According to Masand, ASPD can be difficult to treat because the person who needs help doesn’t believe there is a problem with their behavior. As a result, they rarely seek treatment.

That said, the established guidelines used to diagnose ASPD is that the behavior generally begins by age 15 or in the teenage years. However, Masand says a true ASPD diagnoses is not made until the age of 18. “For most people, the worst of the behavior occurs in the late teen years throughout the twenties,” he explains.

To get a proper diagnosis, a mental health professional will conduct a full mental health evaluation. During this process, the mental health professional will evaluate a person’s thoughts, feelings, behavior patterns, and relationships. They will identify symptoms and compare them to the ASPD symptoms in the DSM-5.

The mental health professional will also look at medical history. This full evaluation is a critical step since ASPD tends to show comorbidity with other mental health and addictive disorders.

Since a true ASPD diagnosis is typically delayed until the age of 18, adolescents and teens that display similar symptoms are often evaluated for conduct disorder (CD) or oppositional defiant disorder (ODD).

Of the two behavior disorders, CD is more severe than ODD. When determining if a child has ODD, clinicians will look at how they act around people they know.

Typically, someone with ODD is more likely to act oppositional or defiant around family members, teachers, or a healthcare provider. If an adolescent or teen is showing an ongoing pattern of aggression toward others and they regularly make choices that are in opposition of the rules and social norms at home, school, or with peers, a clinician may decide to evaluate for CD.

Like many other terms in the field of psychology, psychopath and sociopath are often used interchangeably, and it’s easy to see why. Since sociopath is not an official diagnosis, it joins psychopath under the umbrella diagnosis of ASPD. There is no clinical difference between the two.

“Some people make an artificial distinction based on severity of the personality disorder but that’s incorrect,” explains Masand. “They will say that psychopathy is a more severe form of sociopathy, but again, that is really incorrect.”

Both psychopath and sociopath are other terms or ways to describe ASPD. The behaviors that are seen in both fall under the symptoms in the ASPD category.

Like the diagnostic process, treating someone with psychopathic traits that fall under the ASPD diagnosis can be difficult.

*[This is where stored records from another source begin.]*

PR #231, opened 2026-05-04
Extract objfunc/objgrad + remove chisq_transform legacy

rohandahale:
Covers tasks 1B.1 / 1B.2 plus a thorough cleanup after the code review. After this lands, only `init_imager` (1C.1) and the integration test (1F.1) remain in Phase 1.

### Original extraction (commits 1–3)
- **`9c1f965`** — extract `Imager.objfunc` → pure `compute_objective` (1B.1)
- **`1777a90`** — extract `Imager.objgrad` → pure `compute_objective_grad` (1B.2)
- **`a10d040`** — fix `chisq_transform=True` multi-obs `KeyError` *(superseded by C1 below; the whole `chisq_transform` path is now removed)*

### Review response (commits 4–8, addressing comments)
- **`3f59865` (C1)** — drop the `chisq_transform` legacy path entirely. Removes the param and branches from `compute_objective` / `compute_objective_grad`, the `Imager.chisq_transform` / `chisq_offset_gradient` attrs
- **`91456fb` (C2)** — replace `obslist` argument with explicit `n_obs: int` in all six backend functions (`compute_chisq_dict`, `compute_chisqgrad_dict`, `compute_reg_dict`, `compute_reggrad_dict`, `compute_objective`, `compute_objective_grad`). Backends never used obslist for anything but `len(obslist)`. New consistency assertion in `Imager.init_imager` catches any future drift between `len(obslist_next)`, `len(freq_list)`, and `len(_logfreqratio_list)`.
- **`bdda3a6` (C3)** — reorder backend signatures (variable + initial-reference + mode flags first; data state in the middle; reg state and image-side machinery last). Rename function parameters: `xarr` → `initvec`, `xprior` → `priorvec`. Rename Imager attributes for consistency: `_xarr` → `_init_arr`, `_xprior` → `_prior_arr`, `_xinit` → `_init_vec`. Local vars in `init_imager` likewise: `initarr` → `init_phys` and `init_solver` (making the physical-vs-solver-space pipeline visible at the call site); `priorarr` → `prior_phys`. Naming convention is documented at the top of `imager_backend.py` and in `init_imager`'s docstring.
- **`0efecbe` (C4)** — full NumPy-style docstrings (Parameters / Returns) on `compute_objective` and `compute_objective_grad`. The other four backend functions already had them.
- **`df5c311` (C5)** —Rename `priorarr` parameter → `init_arr` in `unpack_imarr`. The function fills not-solved-for slots with the *initial* image, not the regularizer prior; the old name was historically misleading.

## n_obs design rationale
We went with explicit `n_obs: int` over relying on `len(logfreqratio_list)` because:
1. **JAX-friendly** — `n_obs` is a natural `static_argname` for `jax.jit`. Computing `len(traced_array)` inside a jitted function works but is less clean.
2. **Decouples** chi^2 / regularizer compute semantics from frequency-list semantics. A future Phase 6 refactor introducing per-channel frequency lists won't break the chi^2 path.
3. **Cleaner validation locus** — `Imager.init_imager` asserts the cross-list invariant upfront

## Test coverage
- `TestComputeObjective` — 10 tests: single-pol, polarimetric, IP-bundled, multifreq, rect-image parametrize.
- `TestComputeObjectiveGrad` — 11 tests: same on gradients + 2 finite-difference verifications (Stokes I + IP) against `compute_objective`.
- `test_objective_and_objective_grad_share_consistency` — parity invariant.

## JAX-readiness
The new pure functions are designed for `jax.jit` / `jax.grad` once the underlying backends are JAXified in Phase 5:
- Pure, no `self`, no `+=` on arrays, no Python branching on array values.
- Planned `static_argnames` (now flat in the namespace): `('mf', 'pol', 'transforms', 'ttype')` plus static dict-key structure on `dat_term` / `reg_term` / `regparams`.
- `compute_objective_grad` is structured so `jax.grad(compute_objective)` is a drop-in replacement during Phase 5D's three-way check (analytic vs numeric vs autodiff).

### DIFF
--- a/ehtim/imaging/imager_backend.py
+++ b/ehtim/imaging/imager_backend.py
@@ -858,8 +858,7 @@ def compute_objective(imvec, xarr, which_solve, transforms,
                       dat_term, reg_term,
                       data_tuples, obslist, logfreqratio_list,
                       mf, pol, ttype, embed_mask,
-                      xprior, norm_reg, regparams,
-                      chisq_transform=False):
+                      xprior, norm_reg, regparams):
     """Pure objective: data fidelity + regularization, summed with hyperparameter weights."""
 
     dat_term_keys = sorted(dat_term.keys())
@@ -884,11 +883,7 @@ def compute_objective(imvec, xarr, which_solve, transforms,
         weight = dat_term[dname]
         for i in range(n_obs):
             key = dname if n_obs == 1 else f"{dname}_{i}"
-            chi2 = chi2_dict[key]
-            if chisq_transform:
-                datterm = datterm + weight * (chi2 + 1.0 / chi2 - 1.0)
-            else:
-                datterm = datterm + weight * (chi2 - 1.0)
+            datterm = datterm + weight * (chi2_dict[key] - 1.0)
 
     regterm = 0.0
     for regname in reg_term_keys:
@@ -902,8 +897,7 @@ def compute_objective_grad(imvec, xarr, which_solve, transforms,
                            data_tuples, obslist, logfreqratio_list,
                            mf, pol, ttype, embed_mask,
                            xprior, norm_reg, regparams,
-                           nimage,
-                           chisq_transform=False, chisq_offset_gradient=0.0):
+                           nimage):
     """Pure objective gradient: data-fidelity grad + regularization grad,
     chain-ruled through the bounded-value transform, packed into solver space."""
 
@@ -920,12 +914,6 @@ def compute_objective_grad(imvec, xarr, which_solve, transforms,
         obslist, logfreqratio_list, mf, pol, ttype, embed_mask,
         which_solve, nimage,
     )
-    chi2val_dict = None
-    if chisq_transform:
-        chi2val_dict = compute_chisq_dict(
-            imcur, dat_term_keys, data_tuples,
-            obslist, logfreqratio_list, mf, pol, ttype, embed_mask,
-        )
 
     reggrad_dict = compute_reggrad_dict(
         imcur, reg_term_keys, xprior, embed_mask,
@@ -939,12 +927,7 @@ def compute_objective_grad(imvec, xarr, which_solve, transforms,
         weight = dat_term[dname]
         for i in range(n_obs):
             key = dname if n_obs == 1 else f"{dname}_{i}"
-            chi2_grad = chi2grad_dict[key]
-            if chisq_transform:
-                chi2_val = chi2val_dict[key]
-                datterm = datterm + weight * chi2_grad * (1.0 - 1.0 / (chi2_val ** 2))
-            else:
-                datterm = datterm + weight * (chi2_grad + chisq_offset_gradient)
+            datterm = datterm + weight * chi2grad_dict[key]
 
     regterm = 0.0
     for regname in reg_term_keys:
--- a/ehtim/imaging/imager_backend.py
+++ b/ehtim/imaging/imager_backend.py
@@ -852,3 +852,46 @@ def compute_reggrad_dict(imcur, reg_term_keys, xprior, embed_mask,
         reggrad_dict[regname] = reggrad
 
     return reggrad_dict
+
+
+def compute_objective(imvec, xarr, which_solve, transforms,
+                      dat_term, reg_term,
+                      data_tuples, obslist, logfreqratio_list,
+                      mf, pol, ttype, embed_mask,
+                      xprior, norm_reg, regparams,
+                      chisq_transform=False):
+    """Pure objective: data fidelity + regularization, summed with hyperparameter weights."""
+
+    dat_term_keys = sorted(dat_term.keys())
+    reg_term_keys = sorted(reg_term.keys())
+
+    # Unpack solver vector into image array, then apply bounded-value transform
+    imcur = unpack_imarr(imvec, xarr, which_solve)
+    imcur = transform_imarr(imcur, transforms, which_solve)
+
+    chi2_dict = compute_chisq_dict(
+        imcur, dat_term_keys, data_tuples,
+        obslist, logfreqratio_list, mf, pol, ttype, embed_mask,
+    )
+    reg_dict = compute_reg_dict(
+        imcur, reg_term_keys, xprior, embed_mask,
+        mf, obslist, logfreqratio_list, pol, norm_reg, regparams,
+    )
+
+    n_obs = len(obslist)
+    datterm = 0.0
+    for dname in dat_term_keys:
+        weight = dat_term[dname]
+        for i in range(n_obs):
+            key = dname if n_obs == 1 else f"{dname}_{i}"
+            chi2 = chi2_dict[key]
+            if chisq_transform:
+                datterm = datterm + weight * (chi2 + 1.0 / chi2 - 1.0)
+            else:
+                datterm = datterm + weight * (chi2 - 1.0)
+
+    regterm = 0.0
+    for regname in reg_term_keys:
+        regterm = regterm + reg_term[regname] * reg_dict[regname]
+
+    return datterm + regterm
--- a/ehtim/imaging/imager_backend.py
+++ b/ehtim/imaging/imager_backend.py
@@ -889,7 +889,58 @@ def compute_objective(imvec, initvec,
                       dat_term, reg_term,
                       priorvec, norm_reg, regparams,
                       transforms, embed_mask, ttype):
-    """Pure objective: data fidelity + regularization, summed with hyperparameter weights."""
+    """Compute the scalar imaging objective: data fidelity + regularization.
+
+    Pure-functional version of Imager.objfunc. Unpacks the 1D solver vector
+    `imvec` into a multi-D image array (filling not-solved-for slots from
+    `initvec`), applies the bounded-value transforms, evaluates each chi^2
+    and regularizer term via the dispatcher dicts, and returns the
+    hyperparameter-weighted sum.
+
+    Parameters
+    ----------
+    imvec : np.ndarray
+        1D solver vector (length sum(which_solve) * nimage), the optimization
+        variable for L-BFGS-B.
+    initvec : np.ndarray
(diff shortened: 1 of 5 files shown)


ehtim/imaging/imager_backend.py
```diff
@@ -852,3 +852,104 @@ def compute_reggrad_dict(imcur, reg_term_keys, xprior, embed_mask,
...
     return reggrad_dict
+
+
+def compute_objective(imvec, xarr, which_solve, transforms,
+                      dat_term, reg_term,
+                      data_tuples, obslist, logfreqratio_list,
+                      mf, pol, ttype, embed_mask,
+                      xprior, norm_reg, regparams,
+                      chisq_transform=False):
+    """Pure objective: data fidelity + regularization, summed with hyperparameter weights."""
```
achael: I think a more detailed docstring here would help a bit since some of these parameters are less self-explanatory when taken out of the Imager object

ehtim/imaging/imager_backend.py
```diff
@@ -852,3 +852,104 @@ def compute_reggrad_dict(imcur, reg_term_keys, xprior, embed_mask,
         reggrad_dict[regname] = reggrad
 
     return reggrad_dict
+
+
+def compute_objective(imvec, xarr, which_solve, transforms,
```
achael: For clarity, i'd propose re-ordering the argument list and renaming some of the arguments. 
  
  compute_objective(imvec, initvec, mf, pol, 
  which_solve, data_tuples, logfreqratio_list, dat_term, reg_term, 
  priorvec, norm_reg, regparams, transforms, embed_mask, ttype)
  
where we replace the name 'xarr' here with initvec (it's the unwrapped initial image) and 'xprior' with priorvec

See my comment below, I think we should re-engineer compute_chisq_dict, compute_chisqgrad_dict so they are not using obslist directly; all the data is in the data_tuples at this point.

ehtim/imaging/imager_backend.py
```diff
@@ -852,3 +852,104 @@ def compute_reggrad_dict(imcur, reg_term_keys, xprior, embed_mask,
...
+                      dat_term, reg_term,
+                      data_tuples, obslist, logfreqratio_list,
+                      mf, pol, ttype, embed_mask,
+                      xprior, norm_reg, regparams,
+                      chisq_transform=False):
```
achael: I appreciate catching the bug for chisq_transform, but I actually think it makes sense to delete. this was for backwards compatibility from way way way back (pre 2019) from the first version of ehtim that had a bug in chisq gradients. I don't think it's been used in years and is pretty irrelevant now

ehtim/imaging/imager_backend.py
```diff
@@ -852,3 +852,104 @@ def compute_reggrad_dict(imcur, reg_term_keys, xprior, embed_mask,
...
+    dat_term_keys = sorted(dat_term.keys())
+    reg_term_keys = sorted(reg_term.keys())
+
+    # Unpack solver vector into image array, then apply bounded-value transform
+    imcur = unpack_imarr(imvec, xarr, which_solve)
+    imcur = transform_imarr(imcur, transforms, which_solve)
+
+    chi2_dict = compute_chisq_dict(
+        imcur, dat_term_keys, data_tuples,
+        obslist, logfreqratio_list, mf, pol, ttype, embed_mask,
```
achael: I was looking at compute_chisq_dict, compute_chisqgrad_dict again and they don't actually use obslist for anything more than setting the number of observations in the loop. This should be already encoded in both the length of 'logfreqratio_list' and the number of entries with label '_{i}' in the dictionary of 'data_tuples'.  I think it would make sense to edit these two so that we don't pass obslist (it could be a lot of memory, and it's unnecessary)

ehtim/imaging/imager_backend.py
```diff
@@ -852,3 +852,104 @@ def compute_reggrad_dict(imcur, reg_term_keys, xprior, embed_mask,
...
+    )
+    reg_dict = compute_reg_dict(
+        imcur, reg_term_keys, xprior, embed_mask,
+        mf, obslist, logfreqratio_list, pol, norm_reg, regparams,
+    )
+
+    n_obs = len(obslist)
```
achael: again, i think len(obslist) should be the same as len(logfreqratio_list), so could use that here and not pass entire obslist (which is redundant with data_tuples and could be a lot of memory)

Alternatively, maybe the best thing to do would be to pass n_obs explicitly and put in checks in the Imager and relevant functions that len(obs_list), len(freq_list), len(logfreqratio_list) are all the same? Maybe ask for some AI advice on the cleanest thing here.

ehtim/imaging/imager_backend.py
```diff
@@ -852,3 +852,104 @@ def compute_reggrad_dict(imcur, reg_term_keys, xprior, embed_mask,
...
+    datterm = 0.0
+    for dname in dat_term_keys:
+        weight = dat_term[dname]
+        for i in range(n_obs):
+            key = dname if n_obs == 1 else f"{dname}_{i}"
+            chi2 = chi2_dict[key]
+            if chisq_transform:
```
achael: i'd delete chisq_transform, see above.

ehtim/imaging/imager_backend.py
```diff
@@ -852,3 +852,104 @@ def compute_reggrad_dict(imcur, reg_term_keys, xprior, embed_mask,
...
+                datterm = datterm + weight * (chi2 - 1.0)
+
+    regterm = 0.0
+    for regname in reg_term_keys:
+        regterm = regterm + reg_term[regname] * reg_dict[regname]
+
+    return datterm + regterm
+
+
+def compute_objective_grad(imvec, xarr, which_solve, transforms,
```
achael: same comments for this function as above

tests/test_imager_backend.py
```diff
@@ -767,6 +794,310 @@ def test_reg_and_reggrad_share_keys(gauss_im, observe, initialize_imager):
...
+            reg_term={"simple": 1, "flux_mf": 1, "l2_alpha": 1},
+            mf=True, mf_order=1,
+            mf_flux=[im_lo.total_flux(), im_hi.total_flux()],
+        )
+        imvec = imgr._xinit
+        backend_grad = _call_backend_objective_grad(imgr, imvec)
+        method_grad = imgr.objgrad(imvec)
+        np.testing.assert_array_equal(backend_grad, method_grad)
+
+    def test_chisq_transform_branch(self, gauss_im, observe, initialize_imager):
```
achael: could delete if we get rid of chisq_transform

achael (commented):
Looks good overall, just some comments on cleaning up the argument list / removing redundancies. 

Unrelated to what's currently in this PR -- I should have caught it last time -- but it would be great to rename the variable 'priorarr' in the function 'unpack_imarr' to 'init_arr'. This function is taking the solved for 1D variable list 'vec' to a multiD array with all the polarizations/spectral terms, filling in any not-solved-for quantities with their initial values. Critically is replacing these with the initial values, not the 'prior' used in some of the regularizers, which could be something different. Often because the prior and initial image are the same the terminology has been confusing, but it's good to clean things up a bit now.

ehtim/imaging/imager_backend.py
rohandahale: I followed your proposed order (with xarr → initvec and xprior → priorvec). I also extended the rename to the matching Imager attrs (_xarr → _init_arr, _xprior → _prior_arr, _xinit → _init_vec) and the local vars in init_imager (initarr → init_phys + init_solver, making the physical vs solver-space distinction). The naming convention is documented at the top of imager_backend.py and in init_imager's docstring.

ehtim/imaging/imager_backend.py
rohandahale: I added more descriptions, parameters / returns blocks on both compute_objective and compute_objective_grad

ehtim/imaging/imager_backend.py
rohandahale: I confirmed that nothing outside the touched files referenced chisq_transform / chisq_offset_gradient, then deleted: param + branches in compute_objective / compute_objective_grad, the two Imager attrs, and the three obsolete tests. The earlier bugfix commit (a10d040) is now moot, but I left it in the history rather than rebasing

ehtim/imaging/imager_backend.py
rohandahale: All six backend functions now take `n_obs`: int instead of `obslist`. I went with the explicit `n_obs` option.

1. It is JAX-friendly:  natural `static_argname` for `jax.jit`.
2. It decouples chi² compute semantics from freq-list semantics (helpful for Phase 6 / per-channel lists later).
3. Imager.init_imager asserts l`en(obslist_next) == len(freq_list) == len(_logfreqratio_list)` upfront

memray confirms a small RSS reduction (~1 MB) from no longer holding `obslist` references in backend

ehtim/imaging/imager_backend.py
rohandahale: Same fix as above

ehtim/imaging/imager_backend.py
rohandahale: Same fix as above

ehtim/imaging/imager_backend.py
rohandahale: `compute_objective_grad` got the same `n_obs`, params reorder and `chisq_transform` removal

tests/test_imager_backend.py
rohandahale: The three `test_chisq_transform_`* tests (in `TestComputeObjective` and `TestComputeObjectiveGrad`) are deleted now

rohandahale:
@achael thanks for the thorough review! All comments are addressed through the new 5 commits (PR description updated for details). I also worked on the renaming `priorarr` → `init_arr` in `unpack_imarr`.

achael (approved):
looks great! The additional docstrings explaining the different arrays in the solver are super helpful.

Typically, a healthcare provider will use a combination of psychotherapy (talk therapy) and medication.

However, personality disorders cannot be treated with medication. Psychotherapy can help the person understand their diagnosis and how it impacts their life and their relationships with others. A therapist will also work to develop strategies that decrease the severity of the symptoms.

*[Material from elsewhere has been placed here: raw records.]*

PR #233, opened 2026-05-08
Fix _diag chisqdata bugs (NumPy >= 1.24 + np.float)

rohandahale:
Fixes the `_diag` chisqdata + chisqgrad paths that have been broken under NumPy >= 1.24. Roadmap #212 task **2.12**.

## Bugs fixed

1. **`np.float` deprecation** — removed in NumPy 1.24. 6 call sites in `imager_utils.py`:
   - `chisqgrad_cphase_diag` (586), `chisqgrad_logcamp_diag` (723)
   - `chisqgrad_cphase_diag_fft` (983), `chisqgrad_logcamp_diag_fft` (1151)
   - `chisqgrad_cphase_diag_nfft` (1598), `chisqgrad_logcamp_diag_nfft` (1976)

   All replaced with `float(...)`. The inner conversion was redundant since `len()` returns a Python int.

2. **Ragged-array construction** in 6 `chisqdata_*_diag` functions:
   - direct: 2868, 3028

If medication is part of the treatment plan, a doctor might prescribe medications that treat other metal health conditions such as anxiety, depression, or symptoms of aggression.

The word psychopath is often misused by the general public. That’s why it’s important to de-mystify the term and explain the correct diagnosis and terminology to use when describing this particular set of behaviors. Since it is not an official diagnosis, psychopathy falls under the ASPD diagnosis.